G. Mineral Resources

South America has diverse mineral resources, many of which have not been extensively exploited. Mineral deposits are widely distributed, but certain areas of the continent are particularly renowned for their wealth. In the Andes placer gold has been worked in various areas since before the colonial era. The mountains between central Peru and southern Bolivia produced silver and mercury in the colonial era, and industrial minerals such as copper, tin, lead, and zinc today. Copper is worked at large deposits in northern and central Chile and in central and southern Peru. A highly mineralized area containing bauxite, iron ore, and gold lies between Ciudad Bolívar and northern Suriname, near the northern margin of the Guiana Highlands. In east central Brazil rich gold and diamond strikes occurred in the colonial era, some of these mines are still producing. Although South America is a major producer of rare metals, the large reserves of high-grade iron ore and smaller reserves of bauxite are more important to the emerging industrial power of the continent.

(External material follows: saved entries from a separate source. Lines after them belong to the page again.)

PR #1396, opened 2019-07-09
Add Animated.FlatList and Animated.substract

### LINKED ISSUE #1378: Add Animated.FlatList and Animated.substract
Since react native propose a Animated.FlatList component and a Animated.substract function, we should integrate them

I just manually added the Animated.FlatList component in my local react-native-web, like it is done with View and other component, and it works very well.
I didn't try for the substract function, but since there is already the add function, i assume this one will be really easy to do (copy and paste what it is done, and just change the symbol `+`to `-`)

joan-saum:
Resolve #1378


necolas:
Thanks but I've already done this in a private branch

Issue #1249, opened 2019-02-20
Deal with Google Chrome ignoring autocomplete off


necolas:
https://bugs.chromium.org/p/chromium/issues/detail?id=468153#c164

PR #1404, opened 2019-07-23
adding missing `autoCompleteType` to `TextInput`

South America is lacking in large coal reserves. Coal is found in scattered and relatively small deposits in the Andes and in southern Brazil. Coal has been an important fuel for industry and transportation primarily in Chile, Colombia, and Brazil. Petroleum, however, is widely distributed. Most of the continent's reserves of petroleum and natural gas lie in structural basins located mostly along the eastern margins of and in the Andes, from Venezuela to Tierra del Fuego. The largest known fields are in the Lake Maracaibo area of Venezuela. Other deposits occur in northern Colombia, Ecuador and Peru, south of the Andes in eastern and central Venezuela, and just east of the mountains in Colombia, Ecuador, Peru, Bolivia, Argentina, and Chile.